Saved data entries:

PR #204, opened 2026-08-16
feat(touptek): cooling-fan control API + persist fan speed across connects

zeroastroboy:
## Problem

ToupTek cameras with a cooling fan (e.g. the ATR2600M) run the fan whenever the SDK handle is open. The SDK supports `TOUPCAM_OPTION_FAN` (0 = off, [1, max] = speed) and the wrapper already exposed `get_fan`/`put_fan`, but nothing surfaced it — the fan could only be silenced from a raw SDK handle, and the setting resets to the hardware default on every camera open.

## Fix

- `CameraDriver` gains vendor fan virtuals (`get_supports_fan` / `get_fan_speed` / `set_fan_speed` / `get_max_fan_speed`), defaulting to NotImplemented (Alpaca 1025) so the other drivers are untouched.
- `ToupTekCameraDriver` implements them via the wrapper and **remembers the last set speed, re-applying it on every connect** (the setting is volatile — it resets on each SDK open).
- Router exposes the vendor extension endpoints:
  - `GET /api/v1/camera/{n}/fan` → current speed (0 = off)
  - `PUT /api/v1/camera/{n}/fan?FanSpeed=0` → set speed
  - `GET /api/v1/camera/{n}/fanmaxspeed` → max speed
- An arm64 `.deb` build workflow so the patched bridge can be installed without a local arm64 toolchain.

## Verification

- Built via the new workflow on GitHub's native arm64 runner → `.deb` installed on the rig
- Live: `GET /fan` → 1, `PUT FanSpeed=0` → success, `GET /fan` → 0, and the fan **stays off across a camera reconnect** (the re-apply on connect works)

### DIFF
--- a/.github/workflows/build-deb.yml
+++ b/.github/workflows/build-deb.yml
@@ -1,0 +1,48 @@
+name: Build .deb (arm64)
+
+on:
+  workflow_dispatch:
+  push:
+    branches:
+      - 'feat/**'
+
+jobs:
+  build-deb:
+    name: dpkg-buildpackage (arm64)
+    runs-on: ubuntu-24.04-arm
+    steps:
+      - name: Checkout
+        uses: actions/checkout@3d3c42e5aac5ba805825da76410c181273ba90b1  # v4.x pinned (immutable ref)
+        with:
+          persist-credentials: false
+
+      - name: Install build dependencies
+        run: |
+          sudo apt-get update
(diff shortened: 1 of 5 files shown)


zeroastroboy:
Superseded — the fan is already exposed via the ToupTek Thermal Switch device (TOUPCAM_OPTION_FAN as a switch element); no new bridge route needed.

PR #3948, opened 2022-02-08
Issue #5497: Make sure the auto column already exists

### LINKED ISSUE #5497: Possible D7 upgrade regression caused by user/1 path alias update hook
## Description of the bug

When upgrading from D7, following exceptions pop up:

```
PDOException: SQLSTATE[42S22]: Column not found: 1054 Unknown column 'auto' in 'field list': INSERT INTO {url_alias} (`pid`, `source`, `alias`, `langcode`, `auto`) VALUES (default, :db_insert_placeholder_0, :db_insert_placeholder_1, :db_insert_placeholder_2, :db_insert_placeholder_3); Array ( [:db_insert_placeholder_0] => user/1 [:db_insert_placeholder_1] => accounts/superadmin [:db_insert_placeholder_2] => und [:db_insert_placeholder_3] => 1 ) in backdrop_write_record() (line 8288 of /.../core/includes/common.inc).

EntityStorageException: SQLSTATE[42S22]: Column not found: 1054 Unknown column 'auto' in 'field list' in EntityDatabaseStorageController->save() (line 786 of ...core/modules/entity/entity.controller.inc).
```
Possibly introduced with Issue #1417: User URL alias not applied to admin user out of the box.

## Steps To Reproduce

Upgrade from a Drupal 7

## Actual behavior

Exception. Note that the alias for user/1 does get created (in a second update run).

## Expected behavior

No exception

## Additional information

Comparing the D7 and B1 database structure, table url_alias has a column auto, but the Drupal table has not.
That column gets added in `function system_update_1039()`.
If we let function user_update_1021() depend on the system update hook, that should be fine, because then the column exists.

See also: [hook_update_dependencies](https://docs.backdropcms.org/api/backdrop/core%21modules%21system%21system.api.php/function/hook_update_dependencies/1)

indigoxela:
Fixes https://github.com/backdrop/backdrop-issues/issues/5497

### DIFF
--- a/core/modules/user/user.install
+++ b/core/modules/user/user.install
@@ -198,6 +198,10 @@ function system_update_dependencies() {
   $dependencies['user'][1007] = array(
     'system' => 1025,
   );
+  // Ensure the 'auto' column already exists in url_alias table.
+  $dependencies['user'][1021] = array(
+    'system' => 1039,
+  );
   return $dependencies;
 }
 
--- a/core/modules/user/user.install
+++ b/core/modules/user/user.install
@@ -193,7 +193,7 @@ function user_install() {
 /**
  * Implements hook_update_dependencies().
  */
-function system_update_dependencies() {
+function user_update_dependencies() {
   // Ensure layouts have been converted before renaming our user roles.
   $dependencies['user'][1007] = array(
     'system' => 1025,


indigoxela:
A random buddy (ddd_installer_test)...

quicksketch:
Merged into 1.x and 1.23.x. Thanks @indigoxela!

• [Task details] From the data above, report how many lines include the string "feat". The number alone will do.

• [Result of the task] 2